Они вошли в дом, и Алексей, как командир охраны, представил императору вновь прибывшего. Пётр Фёдорович едва скользнул по лицу Потёмкина глазами и отвернулся.
— Вы были адъютантом моего дяди принца Георга, — бросил он. — Мне вас хвалили. А что же вышло? Все вы русские — изменники. На вас нельзя полагаться.

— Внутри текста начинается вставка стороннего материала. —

PR #2036, opened 2021-02-17
Support for QuickLogic k4_N8 OpenFPGA-based device

mkurc-ant:
This PR adds support for `k4_N8` device based on OpenFPGA architecture.

Changes to SymbiFlow include:
- Changes/improvements to a few common CMake scripts,
- New QuickLogic specific CMake scripts for arch and device definition,
- VPR arch.xml file for the new device (temporarly in SymbiFlow, will be moved to the SOFA submodule repo),
- Python scripts required for adapting the OpenFPGA VPR arch XML so that it can be used by upstream VPR,
- Yosys synthesis scripts for the new device,
- A test design suite for the new device

The majority of this PR is contained within the test design suite.

Currently `k4_N8` device requires Yosys from the QuickLogic fork: https://github.com/QuickLogic-Corp/yosys/tree/quicklogic-rebased

Upstream VPR can be used but it requires the patch from: https://github.com/verilog-to-routing/vtr-verilog-to-routing/pull/1656


mkurc-ant:
@lnsharma @tpagarani FYI

litghost (changes requested):
Please move the tests out of the repo.  I don't believe we want to add 30k LOC of test data.

litghost:
I don't believe you have wired in the QL arch to QL CI target? https://source.cloud.google.com/results/invocations/e896f916-e831-493b-bee3-e6bdd9373bcb/log still looks like the empty script?

quicklogic/README.md
```diff
@@ -0,0 +1,199 @@
+# SymbiFlow for Quicklogic FPGAs
```
mithro, line 1:
```suggestion
# SymbiFlow for QuickLogic FPGAs
```

quicklogic/README.md
```diff
@@ -0,0 +1,199 @@
...
+
+## Quickstart guide
+
+### 1. Install Yosys with QuickLogic support
```
mithro, line 5: This should probably need to rework this. 

The Yosys should be installed from conda like we do with the other tools.

quicklogic/common/utils/flatten_layout.py
```diff
@@ -0,0 +1,515 @@
+#!/usr/bin/env python3
```
mithro, line 1: License header?

quicklogic/dummy.eblif
```diff
@@ -0,0 +1,4 @@
+.model top
```
mithro, line 1: This is probably in the wrong location.

quicklogic/openfpga/devices/k4_N8/k4_N8_tileable_reset_softadder_register_scan_chain_nonLR_caravel_io_skywater130nm.xml
```diff
@@ -0,0 +1,786 @@
+<!--
```
mithro, line 1: It is unclear to me if this XML file should be directly landed here....

quicklogic/openfpga/tests/quicklogic_testsuite/CMakeLists.txt
```diff
@@ -0,0 +1,62 @@
+add_custom_target(all_openfpga_k4_N8_tests_no_adder)
```
mithro, line 1: These should all be under `third_party`.

quicklogic/openfpga/tests/quicklogic_testsuite/CMakeLists.txt
```diff
@@ -0,0 +1,62 @@
...
+add_custom_target(all_openfpga_k4_N8_tests_adder)
+
```
mithro, line 3: A bunch of these tests should be **common** tests which are run on all architectures and under https://github.com/SymbiFlow/symbiflow-arch-defs/tree/master/tests directory.

mithro:
@mkurc-ant - Any idea why the license checking scripts are not firing here?

mithro (changes requested):
There needs to be a bit of restructure before we can move forward here....

mkurc-ant:
@mithro @litghost I've presented QuickLogic people with the issue with the test suite and asked them how they would like to proceed with that.

@mithro I don't believe that we have added license checking to the symbiflow-arch-defs CI yet. Nor we did add license headers to any files.

quicklogic/dummy.eblif
mkurc-ant: It wasn't actually needed. I removed it.

quicklogic/openfpga/devices/k4_N8/k4_N8_tileable_reset_softadder_register_scan_chain_nonLR_caravel_io_skywater130nm.xml
mkurc-ant: At least for now QuickLogic wants the VPR arch file to be part of the SymbiFlow repository.

quicklogic/openfpga/tests/quicklogic_testsuite/CMakeLists.txt
mkurc-ant: After presenting this to the QuickLogic people I removed the test suite. It is to be added as a submodule here or to the symbiflow-examples repo.

quicklogic/openfpga/tests/quicklogic_testsuite/CMakeLists.txt
mkurc-ant: I added the board with the QuickLogic device to the relevant common tests.

mkurc-ant:
I've integrated the CI for QuickLogic. It currently fails due to lack of QuickLogic support in the currently used Yosys version.

mkurc-ant:
Also for "common" tests to pass for QuickLogic a VPR version is required with the fix: https://github.com/verilog-to-routing/vtr-verilog-to-routing/pull/1656

quicklogic/README.md
mkurc-ant: I agree. But currently there is a Yosys fork with QuickLogic support that would conflict with the version used in SymbiFlow. How do you propose to solve that until the QuickLogic support is in upstream Yosys?

Maybe create a separate conda env to be used with QuickLogic devices?

quicklogic/common/utils/flatten_layout.py
mkurc-ant: It seems that we do not have any of those in SymbiFlow... Which one should I use? The same as in other SymbiFlow related repos? (like prjxray?)

litghost (changes requested):
@mkurc-ant Line count looks much better now, thanks!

Гриц не ответил, потому что посчитал упрёк пленника справедливым. И правда, все предали его: глупенького, едва ли взрослого, запутавшегося мальчишку, который и в тридцать пять оставался долговязым, докучным ребёнком. Предали, потому что больше не могли возиться с ним. Разве сам государь — не та нянька, которую Бог приставляет к народу? Может ли быть наоборот?
Но Пётр уже отвлёкся от Потёмкина и не ждал ответа на свои слова. Он увидел в дверях переминавшегося с ноги на ногу Маслова и с восторгом кинулся ему на шею. Этот здоровенный детина ходил за Петром лет с пятнадцати и души в нём не чаял. Он бормотал что-то утешительное и целовал своему хозяину руки. Его даже не задели слова императора о всех русских, хотя он-то, Иван Маслов, остался предан господину и, в отличие от докторов-немцев, помчался к нему по первому зову.